(Beginning of Exercise inputs)

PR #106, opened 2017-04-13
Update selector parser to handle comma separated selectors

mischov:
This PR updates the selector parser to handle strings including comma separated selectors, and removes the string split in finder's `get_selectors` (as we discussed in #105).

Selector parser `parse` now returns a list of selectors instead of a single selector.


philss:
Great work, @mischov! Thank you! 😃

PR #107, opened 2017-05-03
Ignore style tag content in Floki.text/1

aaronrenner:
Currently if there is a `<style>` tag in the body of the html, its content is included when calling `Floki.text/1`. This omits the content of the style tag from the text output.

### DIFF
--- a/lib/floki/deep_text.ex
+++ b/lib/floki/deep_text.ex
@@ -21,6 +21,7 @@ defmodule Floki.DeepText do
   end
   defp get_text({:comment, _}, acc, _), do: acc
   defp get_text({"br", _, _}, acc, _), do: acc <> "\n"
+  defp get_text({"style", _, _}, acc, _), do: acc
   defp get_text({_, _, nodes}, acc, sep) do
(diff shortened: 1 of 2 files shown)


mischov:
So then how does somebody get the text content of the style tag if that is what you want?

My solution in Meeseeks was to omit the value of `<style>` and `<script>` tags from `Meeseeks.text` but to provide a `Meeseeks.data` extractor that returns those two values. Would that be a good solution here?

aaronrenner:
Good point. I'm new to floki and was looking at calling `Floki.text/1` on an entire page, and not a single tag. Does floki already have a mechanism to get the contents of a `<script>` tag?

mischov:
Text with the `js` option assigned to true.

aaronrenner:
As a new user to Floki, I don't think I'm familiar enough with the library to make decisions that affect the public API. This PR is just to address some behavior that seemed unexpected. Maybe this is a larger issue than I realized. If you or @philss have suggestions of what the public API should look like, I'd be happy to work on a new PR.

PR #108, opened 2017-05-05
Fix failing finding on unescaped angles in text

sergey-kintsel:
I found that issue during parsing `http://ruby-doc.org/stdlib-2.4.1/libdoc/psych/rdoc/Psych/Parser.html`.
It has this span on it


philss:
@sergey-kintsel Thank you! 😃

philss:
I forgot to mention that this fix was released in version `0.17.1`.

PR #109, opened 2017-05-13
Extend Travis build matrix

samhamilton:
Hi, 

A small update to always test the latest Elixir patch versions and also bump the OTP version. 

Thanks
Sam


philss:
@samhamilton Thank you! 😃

(End of Exercise inputs)
(Beginning of Exercise inputs)

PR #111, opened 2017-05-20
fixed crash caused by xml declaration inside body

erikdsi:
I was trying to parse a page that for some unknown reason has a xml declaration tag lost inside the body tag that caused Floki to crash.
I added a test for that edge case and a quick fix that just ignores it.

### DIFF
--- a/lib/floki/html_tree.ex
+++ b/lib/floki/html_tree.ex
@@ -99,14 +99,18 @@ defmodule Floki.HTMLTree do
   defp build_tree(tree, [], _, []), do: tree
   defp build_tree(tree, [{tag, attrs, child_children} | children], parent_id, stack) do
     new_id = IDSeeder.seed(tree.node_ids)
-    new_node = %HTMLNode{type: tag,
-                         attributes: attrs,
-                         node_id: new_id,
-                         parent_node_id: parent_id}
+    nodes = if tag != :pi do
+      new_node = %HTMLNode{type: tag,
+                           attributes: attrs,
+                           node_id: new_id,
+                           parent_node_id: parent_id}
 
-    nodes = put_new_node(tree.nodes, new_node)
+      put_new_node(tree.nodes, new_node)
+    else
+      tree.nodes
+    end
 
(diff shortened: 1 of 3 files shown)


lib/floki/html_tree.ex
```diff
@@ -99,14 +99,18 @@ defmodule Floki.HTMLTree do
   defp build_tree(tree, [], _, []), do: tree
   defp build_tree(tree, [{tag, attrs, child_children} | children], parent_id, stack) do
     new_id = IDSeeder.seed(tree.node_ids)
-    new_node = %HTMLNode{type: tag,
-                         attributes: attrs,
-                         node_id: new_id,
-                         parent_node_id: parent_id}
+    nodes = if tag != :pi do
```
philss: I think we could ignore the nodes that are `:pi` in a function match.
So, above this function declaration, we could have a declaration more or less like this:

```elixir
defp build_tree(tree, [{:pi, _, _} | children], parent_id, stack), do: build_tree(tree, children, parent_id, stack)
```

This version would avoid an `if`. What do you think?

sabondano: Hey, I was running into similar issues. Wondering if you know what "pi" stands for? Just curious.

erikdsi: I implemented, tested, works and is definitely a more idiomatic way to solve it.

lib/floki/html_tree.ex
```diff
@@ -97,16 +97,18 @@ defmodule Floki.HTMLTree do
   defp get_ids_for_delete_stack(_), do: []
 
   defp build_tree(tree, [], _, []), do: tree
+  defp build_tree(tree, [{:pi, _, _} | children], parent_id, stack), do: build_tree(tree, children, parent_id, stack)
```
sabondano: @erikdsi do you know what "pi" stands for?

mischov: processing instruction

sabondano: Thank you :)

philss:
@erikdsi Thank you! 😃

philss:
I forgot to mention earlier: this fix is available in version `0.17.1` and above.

(End of Exercise inputs)
(Beginning of Exercise inputs)

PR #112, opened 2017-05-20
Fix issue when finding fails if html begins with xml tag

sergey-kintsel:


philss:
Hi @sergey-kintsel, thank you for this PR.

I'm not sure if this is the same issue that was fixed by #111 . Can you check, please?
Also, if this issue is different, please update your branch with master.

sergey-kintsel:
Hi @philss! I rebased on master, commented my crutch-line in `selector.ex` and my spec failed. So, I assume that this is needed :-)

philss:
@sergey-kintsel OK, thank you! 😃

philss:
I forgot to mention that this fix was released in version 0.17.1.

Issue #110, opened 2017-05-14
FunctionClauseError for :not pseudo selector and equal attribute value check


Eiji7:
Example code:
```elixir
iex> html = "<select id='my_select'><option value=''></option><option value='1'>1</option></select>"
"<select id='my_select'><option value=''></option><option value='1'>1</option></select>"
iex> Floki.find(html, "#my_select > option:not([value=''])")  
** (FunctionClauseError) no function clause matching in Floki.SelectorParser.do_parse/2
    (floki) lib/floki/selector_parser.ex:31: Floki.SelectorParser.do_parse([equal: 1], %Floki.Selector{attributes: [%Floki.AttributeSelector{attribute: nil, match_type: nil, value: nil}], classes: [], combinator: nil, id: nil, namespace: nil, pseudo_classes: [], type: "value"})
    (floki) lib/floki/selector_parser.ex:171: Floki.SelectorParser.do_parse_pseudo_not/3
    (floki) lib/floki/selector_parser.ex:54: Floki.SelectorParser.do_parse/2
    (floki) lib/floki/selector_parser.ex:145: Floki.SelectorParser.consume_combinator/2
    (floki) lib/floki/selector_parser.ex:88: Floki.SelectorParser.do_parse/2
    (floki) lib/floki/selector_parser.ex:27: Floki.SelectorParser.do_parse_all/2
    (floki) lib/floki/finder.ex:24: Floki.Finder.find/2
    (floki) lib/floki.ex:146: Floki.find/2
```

(End of Exercise inputs)

From the entries above, pull out each line that includes "master".

◆ Exercise answer ◆
Also, if this issue is different, please update your branch with master.
Hi @philss! I rebased on master, commented my crutch-line in `selector.ex` and my spec failed. So, I assume that this is needed :-)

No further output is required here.